Петр подошел, за уши отвел назад Лакостову голову, сказал, близко глядя ему в глаза:

– Если б я три жизни прожил – может, научил бы наших русаков жить по разумным законам. А мне отведена – одна, да и та через вас к концу идет!

Отпустив Лакосту, он подошел к станку и тронул приводное колесо.

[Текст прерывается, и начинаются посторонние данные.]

PR #1136, opened 2018-04-06
Some CBot code optimizations

krzys-h:
I just had a random idea to run CBot under a profiler to see what would happen and managed to reduce compilation times a bit with some trivial changes. It's probably not really noticeable unless you have some crazy huge programs or crazy slow CPU that would take a few seconds to compile anyway, but it's an improvement nevertheless. And there is still room for more if anybody has time to dig deeper into that.

Before:
```
╭─krzys_h@krzysh-laptop ~/Pulpit/colobot/build  ‹dev› 
╰─➤  for i in 64 128 256 512 1024 2048 4096; do echo -n "$i: "; python gentest.py $i | time ./CBot_console >/dev/null 2>&1; done
64: ./CBot_console > /dev/null 2>&1  0,02s user 0,00s system 87% cpu 0,027 total
128: ./CBot_console > /dev/null 2>&1  0,04s user 0,00s system 94% cpu 0,042 total
256: ./CBot_console > /dev/null 2>&1  0,08s user 0,01s system 96% cpu 0,089 total
512: ./CBot_console > /dev/null 2>&1  0,22s user 0,01s system 98% cpu 0,235 total
1024: ./CBot_console > /dev/null 2>&1  0,82s user 0,01s system 99% cpu 0,834 total
2048: ./CBot_console > /dev/null 2>&1  3,65s user 0,01s system 99% cpu 3,664 total
4096: ./CBot_console > /dev/null 2>&1  14,24s user 0,06s system 99% cpu 14,294 total
```

After:
```
╭─krzys_h@krzysh-laptop ~/Pulpit/colobot/build  ‹dev-cbot-optimizations› 
╰─➤  for i in 64 128 256 512 1024 2048 4096; do echo -n "$i: "; python gentest.py $i | time ./CBot_console >/dev/null 2>&1; done
64: ./CBot_console > /dev/null 2>&1  0,02s user 0,00s system 86% cpu 0,023 total
128: ./CBot_console > /dev/null 2>&1  0,03s user 0,00s system 91% cpu 0,038 total
256: ./CBot_console > /dev/null 2>&1  0,06s user 0,00s system 96% cpu 0,071 total
512: ./CBot_console > /dev/null 2>&1  0,19s user 0,00s system 99% cpu 0,196 total
1024: ./CBot_console > /dev/null 2>&1  0,71s user 0,02s system 99% cpu 0,731 total
2048: ./CBot_console > /dev/null 2>&1  2,86s user 0,03s system 99% cpu 2,893 total
4096: ./CBot_console > /dev/null 2>&1  11,10s user 0,06s system 99% cpu 11,158 total
```

Testing on Release build with the following input:
```python
import sys
import re

template = """
int fact_iter(?)(int n) {
	int r = 1;
	for(int i = 2; i <= n; i++) {
		r *= i;
	}
	return r;
}

int fact_rec(?)(int n) {
	if (n == 0) {
		return 1;
	} else {
		return n * fact_rec(?)(n-1);
	}
}

extern void test(?)() {
	message(""+(fact_iter(?)(10) == fact_rec(?)(10)));
}
"""

for i in range(int(sys.argv[1])):
	print(re.sub(r'\(\?\)', str(i), template))
```

### DIFF
--- a/src/CBot/CBotVar/CBotVar.cpp
+++ b/src/CBot/CBotVar/CBotVar.cpp
@@ -378,7 +378,7 @@ void CBotVar::SetInit(CBotVar::InitType initType)
 }
 
 ////////////////////////////////////////////////////////////////////////////////
-std::string CBotVar::GetName()
+const std::string& CBotVar::GetName()
 {
     return    m_token->GetString();
 }
--- a/src/CBot/CBotVar/CBotVar.cpp
+++ b/src/CBot/CBotVar/CBotVar.cpp
@@ -49,7 +49,7 @@ namespace CBot
 long CBotVar::m_identcpt = 0;
 
 ////////////////////////////////////////////////////////////////////////////////
-CBotVar::CBotVar( )
+CBotVar::CBotVar( ) : m_token(nullptr)
 {
     m_pMyThis = nullptr;
     m_pUserPtr = nullptr;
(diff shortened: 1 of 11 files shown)


src/CBot/CBotVar/CBotVar.cpp
```diff
@@ -378,7 +378,7 @@ void CBotVar::SetInit(CBotVar::InitType initType)
 }
 
 ////////////////////////////////////////////////////////////////////////////////
-std::string CBotVar::GetName()
+const std::string& CBotVar::GetName()
 {
     return    m_token->GetString();
```
AbigailBuccaneer: This change could cause dangling reference bugs in the future. It's currently fine as `m_token` is never reassigned to, but you have to read the rest of the code to know that. Perhaps declare `CBotVar::m_token` as `CBotToken* const` instead of `CBotToken*`?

– Уходи, шут, – сказал он, глядя в окно. – Не хочу с тобой говорить: умен ты, а не свой… Ишь ты, голландские законы! Кто в них тут поверит, когда и сам я уже не верю.

Услышав мягкий стук затворившейся за Лакостой двери, Петр подошел к ящику Кабысдоха, опустился на корточки и принялся толкать, ворошить дремлющего карлу острой щепкой.